En matière de coups tordus, Vladimir Poutine est rarement le dernier, on ne peut pas lui enlever ça. Pour preuve, certains experts émettent aujourd’hui l’hypothèse qu’il pourrait, en réaction aux sanctions et représailles internationales, détruire ces fameux câbles. Pour cela, il lui suffirait «juste» d’envoyer des sous-marins ou des missiles subaquatiques pour mettre hors d’état de transmettre ceux qui passent non loin des frontières russes, c’est-à-dire presque partout sur Terre tant son territoire est étendu. Non content d’avoir coupé les Russes de la plupart des réseaux sociaux et sites d’info, afin de les protéger de la «propagande» occidentale, le maître du Kremlin pourrait cette fois éteindre le routeur de la planète. Circulez, ennemis du Mal, y’a plus rien à cliquer!

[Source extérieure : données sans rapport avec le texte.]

Issue #682, opened 2018-05-08
Profile: UI to upload profile image


pdpinch:
As a new user, I'd like to be able to upload profile images. 

As an existing MicroMasters user, I can upload a new image to replace my image on Open.  

Invision Design at https://invis.io/J8KZT9PR5EN#/301346725_CropProfileImage

Zeplin styling at https://app.zeplin.io/project/5b181d3bf71408ae4d406b94/screen/5b22b71d0fd925e6553dc7f3

pdpinch:
@roberthouse54 are there designs for this? What can we borrow from MicroMasters?

pdpinch:
Waiting on final designs to be posted to Invision

mbertrand:
@pdpinch @roberthouse54 is there an invision link I can look at to see the UI design?

pdpinch:
It starts at https://invis.io/7XK8IN8W348#/301299124_Profile_Open_Drop_Down but it looks like we still don't have the image upload screens there.

pdpinch:
Invision Design at https://invis.io/J8KZT9PR5EN#/301346725_CropProfileImage

Zeplin styling at https://app.zeplin.io/project/5b181d3bf71408ae4d406b94/screen/5b22b71d0fd925e6553dc7f3

PR #729, opened 2018-05-22
Backend modifications for resizing an uploaded image

mbertrand:
- Makes some backend modifications to prepare for #682

#### What's this PR do?
- Modifies the Profile model/serializer/api to resize an uploaded image to different sizes.

- Use the API to update the `image_file` field of your profile:
  - Get a `jwt_token`:
    ```python
    from fixtures.users import staff_jwt_token
    user = User.objects.get(username=<your_username>)
    staff_jwt_token(None, user)
    ```
  - Send an API PATCH request to update your profile image:
    ```
    curl --request PATCH -H "Authorization: Bearer  <jwt_token>" -F 'image_file=@<image_name.jpg>'  http://od.odl.local:8063/api/v0/profiles/<username>/
    ```
 -  The response JSON should include populated URL's for `image_file`, `image_small_file`, and `image_medium_file`.  Open them in a browser to verify that the images load and are correctly sized (max 64x64 pixels for small, 128x128 for medium).
- The `image_small_file` photo should appear as your profile image in OD.

### DIFF
--- a/profiles/models.py
+++ b/profiles/models.py
@@ -9,7 +9,7 @@ from profiles.utils import (
     profile_image_upload_uri,
     profile_image_upload_uri_medium,
     profile_image_upload_uri_small,
-    default_profile_image, image_uri)
+    default_profile_image, image_uri,
     make_thumbnail)
 
 # Max dimension of either height or width for small and medium images
--- a/profiles/models.py
+++ b/profiles/models.py
@@ -80,7 +80,7 @@ class Profile(models.Model):
         """Update thumbnails if necessary"""
         if update_image:
             if self.image_file:
-                small_thumbnail = make_thumbnail(self.image_file.file, IMAGE_SMALL_MAX_DIMENSION)
+                small_thumbnail = make_thumbnail(self.image_file, IMAGE_SMALL_MAX_DIMENSION)
                 medium_thumbnail = make_thumbnail(self.image_file, IMAGE_MEDIUM_MAX_DIMENSION)
 
                 # name doesn't matter here, we use upload_to to produce that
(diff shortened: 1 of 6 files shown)


pdpinch:
How did we decide on the sizes?

mbertrand:
@pdpinch, current sizes are copied from micromasters, will update as necessary once Rob has finalized the design.

profiles/models.py
```diff
@@ -68,5 +75,22 @@ def is_complete(self):
                 return False
         return True
 
+    @transaction.atomic
+    def save(self, *args, update_image=False, **kwargs):  # pylint: disable=arguments-differ
+        """Update thumbnails if necessary"""
+        if update_image:
+            if self.image_file:
+                small_thumbnail = make_thumbnail(self.image_file.file, IMAGE_SMALL_MAX_DIMENSION)
```
noisecapella: Is there a meaningful difference between `self.image_file.file` here and `self.image_file` below?

noisecapella:
Functionality works great

profiles/models.py
mbertrand: First is an `ImageFieldFile` object, the second is a `File` object.  I think the `make_thumbnail` function only works with the latter.
```python
In [3]: profile.image_file
Out[3]: <ImageFieldFile: profile/01CFDJ0PE2S2PQ9QFFQD7MGMR7/0-2018-06-08T183816.jpg>

In [4]: profile.image_file.file
Out[4]: <File: /var/media/profile/01CFDJ0PE2S2PQ9QFFQD7MGMR7/0-2018-06-08T183816.jpg>
```

mbertrand: Actually nvm, seems like either will work, will change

Nous qui, de ce côté du Mur, avons grandi en considérant le progrès technologique comme une avancée irréversible et le réseau comme un droit acquis, fermons les yeux un instant pour imaginer une planète totalement déconnectée du jour au lendemain. Serait-ce un simple retour au monde que nous connaissions jusque dans les années 90? J’ai bien peur que plus rien ne fonctionnerait après ce nouveau départ, tant notre électro-dépendance et notre web- accoutumance sont devenues immenses. Et pour rétablir la connexion, il ne s’agira pas d’éteindre et de rallumer le routeur, mais d’aller réparer ou remplacer ces câbles au fond des mers russes, ce que le Tsar de Moscou ne permettrait jamais, du moins pas dans l’immédiat.

En réalité, ce monde ressemblerait plutôt à ce que nous vivions au début du XIXe siècle, avant la Révolution industrielle, lorsque nous nous déplacions à cheval et nous éclairions à la bougie. Sauf qu’ici, nous serions entourés d’objets connectés déconnectés, de data centers sans plus rien à analyser, de réseaux sociaux vides comme des églises, de voitures autonomes sans auto-guidage et de tablettes qui nous serviraient littéralement de tablettes.

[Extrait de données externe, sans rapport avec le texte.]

PR #593, opened 2020-07-20
Set revision metadata on data server

khmoran:
Major points:

- Any create/update/upsert requests will need to provide a new `curator` param in the request, with the email address of the currently logged-in user
- The create/update/upsert routes have a new middleware function that sets the correct revision metadata (and removes the extra `curator` request param); the handlers downstream stay the same


data-serving/data-service/src/controllers/preprocessor.ts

Au cœur de ce scénario-catastrophe, le secteur des banques et de la finance (dont les transactions sont estimées à 10 000 milliards par jour) serait certainement le plus touché. Et par ricochet, l’ex-agent du KGB l’a bien compris, c’est l’économie du monde entier qui serait mise à mal: marchés financiers à l’arrêt, plus aucun accès aux services bancaires (retrait d’argent, paiement, emprunt, investissement…). La totalité de l’activité humaine en stand-by? Certes, un prof pourrait toujours enseigner, mais la gestion administrative des écoles n’est-elle pas tributaire du Web? Certes, un chauffeur de bus pourrait encore conduire, mais la supervision du réseau n’est-elle pas gérée en ligne? Certes, un ouvrier de la construction pourrait creuser ses fondations, mais les commandes de matériaux arriveraient-elles sur le chantier? Puis, comment tous ces travailleurs seraient-ils payés en fin du monde, euh, du mois?

A ce stade, la bonne nouvelle, c’est que les requins qui nagent juste au-dessus de ces 400 câbles sous-marins n’en ont pas encore compris l’importance stratégique, sinon, vu la manière dont on traite leur écosystème, ils auraient là un beau plat de résistance à se mettre sous les dents. La mauvaise, c’est que Poutine est bien plus nuisible qu’une armée de requins.